Building Trades

Workers Cheated Out of $35M, Lawsuit Says

November 5, 2014
By Joe Maniscalco

Companies with 'alter egos' are costing construction workers big time.

Companies with ‘alter egos’ are costing construction workers big time.

New York, NY – A new lawsuit brought by members of the Concrete Industry Coalition alleges that a major construction firm working with the City of New York used a collection of “alter egos” to avoid paying more than $35 million in union benefit funds.

The owners of Navillus Tile are signatories of collective bargaining agreements with several unions including Metal Lathers Local 46, Cement and Concrete Workers District Council, Cement Masons Local 780, and the New York City District Council of Carpenters. But the unions involved in the lawsuit filed last month, charge that Navillus formed two “alter ego” companies – Advanced Construction Solutions [ACS] and Time Square Construction – to avoid paying contractually obligated payments that should have helped fund worker health benefits, pensions, training, education and more.

According to the suit, ACS and Time Square performed work covered by union contracts at the City Point project on DeKalb and Flatbush avenues in Brooklyn, a publicly funded project in the Bronx located at 1191 Boston Post Road, and two other sites in Manhattan located at 400 155th Street and 551 West 21st Street. 

The complainants in the lawsuit contend that Navillus’ actions violated collective bargaining agreements, as well as the Employee Retirement Income Security Act [ERISA]. 

Navillus did not respond to request for comment. 

The company was founded in 1987 and specializes in “high-end commercial masonry, tiling and stone,” and is involved in hundreds of construction projects annually.

Big companies like Navillus benefit from collective bargaining agreements in a number of ways, among them, having immediate access to a ready pool of highly trained professionals who can be called upon as the needs of individual construction projects evolve. 

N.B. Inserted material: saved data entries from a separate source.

PR #211, opened 2017-01-17
docker: mimic docker upstream registry authentication

runcom:
Signed-off-by: Antonio Murdaca <runcom@redhat.com>

PR #487, opened 2018-08-07
Fix requested token actions when deleting images

mtrmac:
We need `"pull"` to be able to read the manifest, and `"delete"` to delete it.

Note that until docker/distribution commit ccb839e0e30c3b6992fb4084dfd6550d0ddd4d1a (Jan 3 2017), the action checked for deleting manifests was `"*"`; this does not add it.

(Also, neither of these actions are documented at https://github.com/docker/distribution/blob/master/docs/spec/auth/scope.md . At least https://github.com/docker/distribution/blob/master/docs/spec/auth/jwt.md says that requesting permissions that the server does not grant should not be an error, so this kind of non-compliance is hopefully safe enough.)

This should not affect OpenShift, where the token is an API token and does not actually include any scopes or permissions; that is also probably why noone has noticed before.

@jwhonce @runcom PTAL

### DIFF
--- a/docker/docker_image_src.go
+++ b/docker/docker_image_src.go
@@ -310,7 +310,14 @@ func (s *dockerImageSource) getSignaturesFromAPIExtension(ctx context.Context, i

When companies who have entered into collective bargaining agreements turn around and use many of those same resources to do non-union work under a different name, the resulting entity is viewed as an “alter ego.” 

Industry insiders say that the use of “alter ego” companies like the ones Navillus is accused of creating, is becoming an increasing trend that organized labor must now confront. 

About six months ago, a company called River Avenue Contracting Corp. and its non-union entity RNC industries, settled a more than $6 million lawsuit with the Metal Lathers Local 46 and Carpenters benefit funds, after the unions brought suit seeking to show that RNC was, in fact, River Avenue Contracting's  “alter ego.”

Prior to that, River owner Richard Tonyes, was sentenced to 13 months in federal prison on charges of tax evasion for paying employees of Extreme Concrete Corp. – another company he owns – off the books.

Labor supporters are calling for more oversight to crack down on union signatories like Navillus who are accused of using union-busting ‘alter egos.”

“Here in New York City we value collective bargaining, the right to organize, and the greater process," said Councilman I. Daneek Miller [D-27th District], Civil Service & Labor Committee chair. "This is undermined when groups attempt to operate outside the rules and through these so-called ‘alter egos’. Such behavior is unacceptable and we must work to maintain the dignity of workers here in our city.”